Notion+Vercelの組み合わせなら、Notionデータベースをベースにしてポートフォリオを構築し、Vercelでデプロイを行うことも可能です。エンジニアとして案件を狙うときにコードが公開されていれば、大きな強みになるでしょう。
WordPress
将来的にはブログやカスタム機能も含めて拡張したい場合は、WordPress を使った独自構築がおすすめです。運用コストが発生しますが、構築してしまえば自分の資産という観点でも大きな優位性があります。
案件獲得を目指すなら、WordPressで自分のポートフォリオ/技術ブログを一体化させると、サイト内ですべて展開できるようになるでしょう。
プログラマーのポートフォリオと案件獲得に関するFAQ
未経験でもポートフォリオがあれば案件を獲得できますか
未経験でもポートフォリオ次第で案件を獲得することは可能です。企業やクライアントは経験年数よりも何を作れるかを重視しています。完成したアプリやWebサイトを提示すれば、具体的な技術力を直感的に伝えられます。
ポートフォリオの完成度の目安はどのぐらいですか
ポートフォリオに100点満点の完成度は必要ありません。目的や課題解決力が伝わればOKです。完成度よりも内容とストーリー性が採用判断のカギになります。
企業・クライアントが見ているポイントは?
企業やクライアントがポートフォリオで重視するのは、見た目の派手さではなく再現性・論理性・信頼性です。ポートフォリオはスキルの証明書であると同時に、思考と姿勢を映す資料と考えましょう。
新卒エンジニアでもポートフォリオは必要ですか
ポートフォリオがあるほうが圧倒的に有利です。新卒は潜在能力や将来性を重視されるため、ポートフォリオが必須ではありません。しかし、採用担当者は応募者の「技術理解」や「学習意欲」などを知りたいと思っています。簡単なアプリや模写コーディングでも構わないので、形のあるアウトプットを1つ用意しておくと選考通過率が上がります。
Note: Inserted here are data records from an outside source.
PR #180, opened 2025-10-07
DT fixes part 694830485435

kathryn-willi:
What I think truly truly this time is the fix of the DT timezone issues! Sam was able to deduce an issue that was occurring where timestamps were mislabelled as UTC by HydroVu but were actually in the timezone of the computer that downloaded them.

### DIFF
--- a/data_organization/Process_2019_2021.rmd
+++ b/data_organization/Process_2019_2021.rmd
@@ -109,7 +109,10 @@ vulink_reader <- function(file) {
     slice(-1:-31) %>%
     janitor::row_to_names(row_number = 1) 
 }
+```
 
+
+```{r}
 ## Rist
 
 hydrovu_utc <- map_dfr(list.files("data/sensor_data/2018_2021/site_organized_hydrovu/rist/", full.names = T), hydrovu_reader) %>%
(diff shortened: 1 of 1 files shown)


data_organization/Process_2019_2021.rmd
```diff
@@ -134,10 +137,12 @@ hydrovu_utc <- map_dfr(list.files("data/sensor_data/2018_2021/site_organized_hyd
   mutate(DT = as_datetime(DT, tz = "UTC")) 
 
 rist <- hydrovu_utc %>%
-  # mutate(DT = round_date(DT, "15 minutes")) %>%
   mutate(year = lubridate::year(DT)) %>%
   mutate(date = as_date(substr(DT, 1, 10))) %>%
   distinct(.keep_all = TRUE) %>%
+  # Force time zones appropriately. MST to UTC:
+  mutate(DT = case_when(year %in% c(2019, 2020) ~ DT + hours(7),
```
SamStruthers, line 144: How did you double check this was in MST and not MT? It looks like other sites you do other conversions

SamStruthers (approved):
Looking at the data (using the same script I gave you), things appear to line up correctly with our 2025 UTC data! If you could just provide some info/comments on how you determined which site/years were in MST vs MT vs MDT that would be great for future reference! Otherwise it looks good and excited to check this off our list!!!

image

image

image

PR #738, opened 2022-12-22
fix #737

### LINKED ISSUE #737: [Request]: Block all advertising SMS
### Problem

Some text messages are sent through script events, which will not be intercepted by receive_net_message

### Solution

This is the event used to send SMS in 1.64 `1519903406`, just need to switch a few sessions to get it

### Reason

Advertising bot is annoying

### Additional context

Imgur
Imgur

Aure7138:


src/core/globals.hpp
```diff
@@ -113,42 +113,7 @@ namespace big
 				NLOHMANN_DEFINE_TYPE_INTRUSIVE(received_event, clear_ped_task, kick_vote, report_cash_spawn, modder_detect, request_control_event, vehicle_temp_action)
 			} received_event{};
 
-			struct script_event_handler
```
maybegreat48: Why did you remove this?

Aure7138: In the notification options, there are dozens of options that need to be checked, or maybe I just need to add a check all

Yimura: On one side I agree there are a lot of different logging options for each script event and simplifying it would be nice.
However I don't want to get notified of ALL script events being blocked by YimMenu.

Some are actively malicious and others may falsely trigger and aren't actually meant for you.

Yimura (approved):

PR #740, opened 2022-12-23
feat(Protections): Reenabled CanApplyData

Yimura:
Passes the inject, unload and re-inject test without crashing.
Did not test if any of the old protections caused false positives.


Yimura:
Merging this into master, did not check if these protections are all up-to-date.
We've just made it possible for them to work again.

未経験エンジニアはどれくらいのレベルのポートフォリオが必要ですか
企業が求めるのは完成度の高さではなく理解度です。簡単なTodoアプリ、天気予報アプリ、レシピ検索アプリなどでも構いませんが、重要なのは学ぶ姿勢や技術理解の深さが伝わることです。
大学生のエンジニア志望者はどんなポートフォリオを作ればいいですか
大学生は学習時間を確保しやすく企業からも伸びしろ枠」見られます。
〇大学生におすすめのポートフォリオ例
・学内向けツール(部活管理アプリ、授業レビュー投稿アプリ)
・日常の課題解決アプリ(家計簿、タイマー、ランニング記録)
・APIを使った趣味アプリ(映画検索、音楽検索、ゲームの戦績管理)
・模写+改善プロジェクト(既存のWebサイトを模写し、自分なりの改善案を追加)
いずれにしても、成長する姿勢を見せられるポートフォリオがあれば高く評価されるでしょう。